╭─ Given data
Issue #335, opened 2025-06-09
An example not working for `sim_gs_n`


LittleBeannie:
The following example provides an original design with three analyses. Futility is tested at IA1 only, while efficacy is tested at IA2 and FA only. However, when we simulate this group sequential design using `sim_gs_n`, the current version of simtrial does not work due to a minor data manipulation issue.
```
x <- gs_design_ahr(alpha = 0.025, beta = 0.1,
                   analysis_time = 1:3*12, 
                   upper = gs_spending_bound, upar = list(sf = gsDesign::sfLDOF, total_spend = 0.025),
                   test_upper = c(FALSE, TRUE, TRUE),
                   lower = gs_spending_bound, lpar = list(sf = gsDesign::sfHSD, param = -4, total_spend = 0.01),
                   test_lower = c(TRUE, FALSE, FALSE)
                   ) |> to_integer()

sim_gs_n(
  n_sim = 1,
  sample_size = max(x$analysis$n),
  enroll_rate = x$enroll_rate,
  fail_rate = x$fail_rate,
  test = wlr,
  weight = fh(rho = 0, gamma = 0),
  cut = list(ia1 = create_cut(planned_calendar_time = x$analysis$time[1]),
             ia2 = create_cut(planned_calendar_time = x$analysis$time[2]),
             fa = create_cut(planned_calendar_time = x$analysis$time[3])),
  original_design = x)
```

For a single simulation, the summary data has three rows, with each row corresponding to one analysis. When we attempt to combine the planned/updated bounds with the simulation results, we encounter an issue with the following line:
```
ans_1sim$planned_upper_bound <- x$bound$z[x$bound$bound == "upper"]
```

In this case, `ans_1sim` is a data frame with three rows, while the right-hand side is a vector with only two elements. This issue can be easily resolved using a left join operation:
```
ans_1sim |>
    left_join(original_design$bound |> filter(bound == "upper") |> select(analysis, z) |>  rename(planned_upper_bound = z))
```

PR #336, opened 2025-06-09
Fix the non-working example in `sim_gs_n`

LittleBeannie:
To solve issue #335.


jdblischak (approved):
The macOS error with {future} is unrelated and can need to be fixed in a different PR

PR #1, opened 2024-12-21
Develop target_features 1.1 prototype in main

raphlinus:
This branch contains a prototype of ideas that allow reasonably ergonomic, reasonably safe use of SIMD, which will work on stable as soon as target_feature 1.1 is stabilized (hopefully soon). There are other proposals, hopefully at least one better than this one. A major purpose in pushing this is so that these proposals can be compared empirically.

In the meantime, the tradeoffs and compromises made here are fairly well suited to developing SIMD color conversion (either in color or in a sibling crate), fast geometry, and cpu sparse strip rendering.

In the current state, it's not very usable - it only has a fraction of the types implemented, support for the different levels is spotty. Developing in main will let us do more experiments, and also open the door to potential collaboration.


examples/fast_detect.rs
```diff
@@ -0,0 +1,28 @@
...
+    use simd::f32_4::*;
+    let x = inp.into();
+    mul_add(x, x, splat(1.0)).into()
+}
+
+fn main() {
+    // Safety: doing this before launching any threads that might use SIMD.
+    unsafe {
+        fearless_simd::init_simd_detect();
+    }
```
lqd, line 25: worst case you wrap the feature detection in another entry point proc macro, à la 

```rust
#[fearless_simd::main]
fn main() {
    let inp = [0.0, 1.0, 2.0, 3.0];
    println!("{:?}", foo(inp));
}
```

raphlinus: That opens a potential safety hole, nothing stops you from spawning a thread and applying that macro to a function run by the thread.

raphlinus:
I don't think this is the way forward, #2 is better, so I'm closing.

PR #2, opened 2024-12-27
Experiment with token-based API

raphlinus:
This is another exploration, largely to see what the API would look like. In this one, the vector types look like `f32x4<S: Simd>`, where `Simd` is a trait impl'd by zero size tokens that witness the CPU capabilities. The vector types are 2-element struct with the corresponding `[f32; 4]` array and the token. Like the original fearless_simd, because they witness feature detection, std::ops can be implemented safely on them.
╰─
*Exercise instructions*
What is needed is a word-for-word copy of the records.

*Exercise result*
Issue #335, opened 2025-06-09
An example not working for `sim_gs_n`


LittleBeannie:
The following example provides an original design with three analyses. Futility is tested at IA1 only, while efficacy is tested at IA2 and FA only. However, when we simulate this group sequential design using `sim_gs_n`, the current version of simtrial does not work due to a minor data manipulation issue.
```
x <- gs_design_ahr(alpha = 0.025, beta = 0.1,
                   analysis_time = 1:3*12, 
                   upper = gs_spending_bound, upar = list(sf = gsDesign::sfLDOF, total_spend = 0.025),
                   test_upper = c(FALSE, TRUE, TRUE),
                   lower = gs_spending_bound, lpar = list(sf = gsDesign::sfHSD, param = -4, total_spend = 0.01),
                   test_lower = c(TRUE, FALSE, FALSE)
                   ) |> to_integer()

sim_gs_n(
  n_sim = 1,
  sample_size = max(x$analysis$n),
  enroll_rate = x$enroll_rate,
  fail_rate = x$fail_rate,
  test = wlr,
  weight = fh(rho = 0, gamma = 0),
  cut = list(ia1 = create_cut(planned_calendar_time = x$analysis$time[1]),
             ia2 = create_cut(planned_calendar_time = x$analysis$time[2]),
             fa = create_cut(planned_calendar_time = x$analysis$time[3])),
  original_design = x)
```

For a single simulation, the summary data has three rows, with each row corresponding to one analysis. When we attempt to combine the planned/updated bounds with the simulation results, we encounter an issue with the following line:
```
ans_1sim$planned_upper_bound <- x$bound$z[x$bound$bound == "upper"]
```

In this case, `ans_1sim` is a data frame with three rows, while the right-hand side is a vector with only two elements. This issue can be easily resolved using a left join operation:
```
ans_1sim |>
    left_join(original_design$bound |> filter(bound == "upper") |> select(analysis, z) |>  rename(planned_upper_bound = z))
```

PR #336, opened 2025-06-09
Fix the non-working example in `sim_gs_n`

LittleBeannie:
To solve issue #335.


jdblischak (approved):
The macOS error with {future} is unrelated and can need to be fixed in a different PR

PR #1, opened 2024-12-21
Develop target_features 1.1 prototype in main

raphlinus:
This branch contains a prototype of ideas that allow reasonably ergonomic, reasonably safe use of SIMD, which will work on stable as soon as target_feature 1.1 is stabilized (hopefully soon). There are other proposals, hopefully at least one better than this one. A major purpose in pushing this is so that these proposals can be compared empirically.

In the meantime, the tradeoffs and compromises made here are fairly well suited to developing SIMD color conversion (either in color or in a sibling crate), fast geometry, and cpu sparse strip rendering.

In the current state, it's not very usable - it only has a fraction of the types implemented, support for the different levels is spotty. Developing in main will let us do more experiments, and also open the door to potential collaboration.


examples/fast_detect.rs
```diff
@@ -0,0 +1,28 @@
...
+    use simd::f32_4::*;
+    let x = inp.into();
+    mul_add(x, x, splat(1.0)).into()
+}
+
+fn main() {
+    // Safety: doing this before launching any threads that might use SIMD.
+    unsafe {
+        fearless_simd::init_simd_detect();
+    }
```
lqd, line 25: worst case you wrap the feature detection in another entry point proc macro, à la 

```rust
#[fearless_simd::main]
fn main() {
    let inp = [0.0, 1.0, 2.0, 3.0];
    println!("{:?}", foo(inp));
}
```

raphlinus: That opens a potential safety hole, nothing stops you from spawning a thread and applying that macro to a function run by the thread.

raphlinus:
I don't think this is the way forward, #2 is better, so I'm closing.

PR #2, opened 2024-12-27
Experiment with token-based API

raphlinus:
This is another exploration, largely to see what the API would look like. In this one, the vector types look like `f32x4<S: Simd>`, where `Simd` is a trait impl'd by zero size tokens that witness the CPU capabilities. The vector types are 2-element struct with the corresponding `[f32; 4]` array and the token. Like the original fearless_simd, because they witness feature detection, std::ops can be implemented safely on them.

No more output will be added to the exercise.